↓↓↓

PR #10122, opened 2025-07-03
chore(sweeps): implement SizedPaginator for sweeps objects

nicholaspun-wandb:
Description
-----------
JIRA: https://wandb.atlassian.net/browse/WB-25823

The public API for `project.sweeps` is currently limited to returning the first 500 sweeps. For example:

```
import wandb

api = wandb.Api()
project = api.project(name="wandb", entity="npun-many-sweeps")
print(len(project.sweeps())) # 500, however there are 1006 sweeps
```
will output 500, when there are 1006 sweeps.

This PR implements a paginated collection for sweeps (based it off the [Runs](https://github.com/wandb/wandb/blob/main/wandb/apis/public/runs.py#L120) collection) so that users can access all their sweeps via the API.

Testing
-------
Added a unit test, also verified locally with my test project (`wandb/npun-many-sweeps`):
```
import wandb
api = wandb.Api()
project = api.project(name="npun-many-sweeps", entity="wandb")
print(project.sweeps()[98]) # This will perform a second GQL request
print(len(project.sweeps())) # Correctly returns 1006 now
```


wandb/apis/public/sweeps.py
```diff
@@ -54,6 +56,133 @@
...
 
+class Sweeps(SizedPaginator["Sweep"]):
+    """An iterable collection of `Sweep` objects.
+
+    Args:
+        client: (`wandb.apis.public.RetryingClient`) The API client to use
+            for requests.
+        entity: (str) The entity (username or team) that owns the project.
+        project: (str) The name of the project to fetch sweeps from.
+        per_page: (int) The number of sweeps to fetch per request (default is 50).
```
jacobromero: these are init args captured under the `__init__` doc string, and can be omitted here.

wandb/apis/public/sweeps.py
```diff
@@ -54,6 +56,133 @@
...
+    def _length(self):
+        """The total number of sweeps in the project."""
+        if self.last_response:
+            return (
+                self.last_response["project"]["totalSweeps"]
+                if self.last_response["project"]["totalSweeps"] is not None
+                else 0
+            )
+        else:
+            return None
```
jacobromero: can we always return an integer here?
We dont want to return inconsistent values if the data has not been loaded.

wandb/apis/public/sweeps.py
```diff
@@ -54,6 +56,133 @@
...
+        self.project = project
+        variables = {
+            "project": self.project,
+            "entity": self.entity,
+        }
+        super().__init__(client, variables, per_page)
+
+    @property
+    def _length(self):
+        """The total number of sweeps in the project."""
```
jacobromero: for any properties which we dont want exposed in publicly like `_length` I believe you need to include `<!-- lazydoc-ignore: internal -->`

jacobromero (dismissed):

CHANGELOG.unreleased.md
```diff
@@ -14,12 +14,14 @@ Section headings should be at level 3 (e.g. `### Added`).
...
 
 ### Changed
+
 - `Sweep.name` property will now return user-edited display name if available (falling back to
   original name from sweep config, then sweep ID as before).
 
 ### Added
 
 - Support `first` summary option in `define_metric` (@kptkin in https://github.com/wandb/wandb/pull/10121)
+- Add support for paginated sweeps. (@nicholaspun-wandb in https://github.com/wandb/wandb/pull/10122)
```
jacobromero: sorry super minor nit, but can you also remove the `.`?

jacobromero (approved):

↑↑↑

WHAT TO DO » Output every entry exactly.

OUTPUT OF THE EXERCISE »
PR #10122, opened 2025-07-03
chore(sweeps): implement SizedPaginator for sweeps objects

nicholaspun-wandb:
Description
-----------
JIRA: https://wandb.atlassian.net/browse/WB-25823

The public API for `project.sweeps` is currently limited to returning the first 500 sweeps. For example:

```
import wandb

api = wandb.Api()
project = api.project(name="wandb", entity="npun-many-sweeps")
print(len(project.sweeps())) # 500, however there are 1006 sweeps
```
will output 500, when there are 1006 sweeps.

This PR implements a paginated collection for sweeps (based it off the [Runs](https://github.com/wandb/wandb/blob/main/wandb/apis/public/runs.py#L120) collection) so that users can access all their sweeps via the API.

Testing
-------
Added a unit test, also verified locally with my test project (`wandb/npun-many-sweeps`):
```
import wandb
api = wandb.Api()
project = api.project(name="npun-many-sweeps", entity="wandb")
print(project.sweeps()[98]) # This will perform a second GQL request
print(len(project.sweeps())) # Correctly returns 1006 now
```


wandb/apis/public/sweeps.py
```diff
@@ -54,6 +56,133 @@
...
 
+class Sweeps(SizedPaginator["Sweep"]):
+    """An iterable collection of `Sweep` objects.
+
+    Args:
+        client: (`wandb.apis.public.RetryingClient`) The API client to use
+            for requests.
+        entity: (str) The entity (username or team) that owns the project.
+        project: (str) The name of the project to fetch sweeps from.
+        per_page: (int) The number of sweeps to fetch per request (default is 50).
```
jacobromero: these are init args captured under the `__init__` doc string, and can be omitted here.

wandb/apis/public/sweeps.py
```diff
@@ -54,6 +56,133 @@
...
+    def _length(self):
+        """The total number of sweeps in the project."""
+        if self.last_response:
+            return (
+                self.last_response["project"]["totalSweeps"]
+                if self.last_response["project"]["totalSweeps"] is not None
+                else 0
+            )
+        else:
+            return None
```
jacobromero: can we always return an integer here?
We dont want to return inconsistent values if the data has not been loaded.

wandb/apis/public/sweeps.py
```diff
@@ -54,6 +56,133 @@
...
+        self.project = project
+        variables = {
+            "project": self.project,
+            "entity": self.entity,
+        }
+        super().__init__(client, variables, per_page)
+
+    @property
+    def _length(self):
+        """The total number of sweeps in the project."""
```
jacobromero: for any properties which we dont want exposed in publicly like `_length` I believe you need to include `<!-- lazydoc-ignore: internal -->`

jacobromero (dismissed):

CHANGELOG.unreleased.md
```diff
@@ -14,12 +14,14 @@ Section headings should be at level 3 (e.g. `### Added`).
...
 
 ### Changed
+
 - `Sweep.name` property will now return user-edited display name if available (falling back to
   original name from sweep config, then sweep ID as before).
 
 ### Added
 
 - Support `first` summary option in `define_metric` (@kptkin in https://github.com/wandb/wandb/pull/10121)
+- Add support for paginated sweeps. (@nicholaspun-wandb in https://github.com/wandb/wandb/pull/10122)
```
jacobromero: sorry super minor nit, but can you also remove the `.`?

jacobromero (approved):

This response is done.